--- DATASET EXTRACT Enclosed Below ---

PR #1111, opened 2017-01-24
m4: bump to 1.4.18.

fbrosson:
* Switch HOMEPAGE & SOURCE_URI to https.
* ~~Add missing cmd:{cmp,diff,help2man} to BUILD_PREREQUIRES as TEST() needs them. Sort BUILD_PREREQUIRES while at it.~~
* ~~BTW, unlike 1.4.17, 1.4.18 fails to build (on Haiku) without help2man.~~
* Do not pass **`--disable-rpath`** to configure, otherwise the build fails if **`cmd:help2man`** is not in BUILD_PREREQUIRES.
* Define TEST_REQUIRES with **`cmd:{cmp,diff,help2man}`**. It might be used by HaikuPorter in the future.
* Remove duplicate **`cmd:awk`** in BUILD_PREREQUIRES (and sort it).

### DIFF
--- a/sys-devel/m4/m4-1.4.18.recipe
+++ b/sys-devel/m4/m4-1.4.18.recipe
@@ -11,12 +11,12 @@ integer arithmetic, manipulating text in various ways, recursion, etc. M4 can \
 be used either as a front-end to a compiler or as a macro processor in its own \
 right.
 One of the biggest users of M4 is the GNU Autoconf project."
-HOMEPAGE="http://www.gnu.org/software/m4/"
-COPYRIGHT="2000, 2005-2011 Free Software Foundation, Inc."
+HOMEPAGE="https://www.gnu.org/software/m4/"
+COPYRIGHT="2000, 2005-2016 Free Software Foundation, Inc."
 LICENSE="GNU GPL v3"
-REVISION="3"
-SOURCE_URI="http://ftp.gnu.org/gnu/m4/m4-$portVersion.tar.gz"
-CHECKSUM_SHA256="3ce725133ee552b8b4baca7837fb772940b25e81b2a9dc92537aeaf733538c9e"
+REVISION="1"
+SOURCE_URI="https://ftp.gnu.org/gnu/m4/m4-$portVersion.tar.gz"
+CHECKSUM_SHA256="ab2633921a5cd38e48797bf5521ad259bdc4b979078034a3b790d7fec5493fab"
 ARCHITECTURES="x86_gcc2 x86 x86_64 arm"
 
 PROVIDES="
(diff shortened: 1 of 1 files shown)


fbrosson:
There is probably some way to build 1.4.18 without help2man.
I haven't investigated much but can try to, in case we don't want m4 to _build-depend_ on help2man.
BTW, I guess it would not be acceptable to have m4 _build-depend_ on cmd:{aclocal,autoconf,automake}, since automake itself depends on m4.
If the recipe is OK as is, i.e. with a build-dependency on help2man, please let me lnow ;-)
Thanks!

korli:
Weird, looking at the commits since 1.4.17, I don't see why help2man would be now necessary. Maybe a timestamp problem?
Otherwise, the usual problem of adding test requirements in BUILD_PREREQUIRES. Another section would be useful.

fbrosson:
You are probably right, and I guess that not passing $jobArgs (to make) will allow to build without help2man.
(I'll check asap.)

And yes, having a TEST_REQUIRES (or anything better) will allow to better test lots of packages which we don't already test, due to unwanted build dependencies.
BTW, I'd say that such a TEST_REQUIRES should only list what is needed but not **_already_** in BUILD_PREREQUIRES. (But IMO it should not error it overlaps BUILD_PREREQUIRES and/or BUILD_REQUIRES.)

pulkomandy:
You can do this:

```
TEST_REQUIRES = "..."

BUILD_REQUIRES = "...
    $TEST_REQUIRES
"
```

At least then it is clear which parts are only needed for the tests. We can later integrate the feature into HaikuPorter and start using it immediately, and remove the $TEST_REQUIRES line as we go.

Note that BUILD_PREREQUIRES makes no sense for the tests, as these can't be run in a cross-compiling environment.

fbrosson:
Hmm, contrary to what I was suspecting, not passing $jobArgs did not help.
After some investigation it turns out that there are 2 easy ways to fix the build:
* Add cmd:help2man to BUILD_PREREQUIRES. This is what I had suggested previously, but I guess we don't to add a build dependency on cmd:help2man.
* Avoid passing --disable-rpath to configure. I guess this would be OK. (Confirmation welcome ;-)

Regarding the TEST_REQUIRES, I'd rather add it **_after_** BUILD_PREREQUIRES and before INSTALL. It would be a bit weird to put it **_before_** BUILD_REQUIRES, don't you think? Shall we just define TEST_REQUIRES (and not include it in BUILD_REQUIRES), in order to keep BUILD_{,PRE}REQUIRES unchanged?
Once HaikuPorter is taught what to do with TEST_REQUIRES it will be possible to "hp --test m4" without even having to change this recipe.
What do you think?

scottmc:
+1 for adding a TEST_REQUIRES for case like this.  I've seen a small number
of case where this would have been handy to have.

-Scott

--- End of Enclosed DATASET EXTRACT ---

■ **EXERCISE DETAILS**: Your response should consist solely of the lines from the one containing "of case where" to the end of the entries, both ends included, exactly as they appear.

■ **WRITTEN SOLUTION**:
of case where this would have been handy to have.

-Scott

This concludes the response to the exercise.